**Exercise goal**
For this task, every record below must be reproduced exactly.
[Extracted material — start]
PR #2033, opened 2017-08-04
chore(docs): regular maintenance for the metrics doc

philbooth:
If this document was a car, I would have traded it in long ago for something that needs servicing less often. Sadly it is not a car.

@mozilla/fxa-devs r?

### DIFF
--- a/docs/metrics-events.md
+++ b/docs/metrics-events.md
@@ -26,14 +26,16 @@ metrics queries in redash:
   * [Success event names](#success-event-names)
     * [View names](#view-names)
     * [Action names](#action-names)
-    * [Connect method names](#connect-method-names)
+    * [Link names](#link-names)
     * [Experiment names](#experiment-names)
+    * [Connect method names](#connect-method-names)
     * [Template names](#template-names)
   * [Error event names](#error-event-names)
 * [Activity events](#activity-events)
   * [`activity_events`](#activity_events)
   * [`daily_activity_per_device`](#daily_activity_per_device)
   * [`daily_multi_device_users`](#daily_multi_device_users)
[Extracted material — finish]
**Solution**
PR #2033, opened 2017-08-04
chore(docs): regular maintenance for the metrics doc

philbooth:
If this document was a car, I would have traded it in long ago for something that needs servicing less often. Sadly it is not a car.

@mozilla/fxa-devs r?

### DIFF
--- a/docs/metrics-events.md
+++ b/docs/metrics-events.md
@@ -26,14 +26,16 @@ metrics queries in redash:
   * [Success event names](#success-event-names)
     * [View names](#view-names)
     * [Action names](#action-names)
-    * [Connect method names](#connect-method-names)
+    * [Link names](#link-names)
     * [Experiment names](#experiment-names)
+    * [Connect method names](#connect-method-names)
     * [Template names](#template-names)
   * [Error event names](#error-event-names)
 * [Activity events](#activity-events)
   * [`activity_events`](#activity_events)
   * [`daily_activity_per_device`](#daily_activity_per_device)
   * [`daily_multi_device_users`](#daily_multi_device_users)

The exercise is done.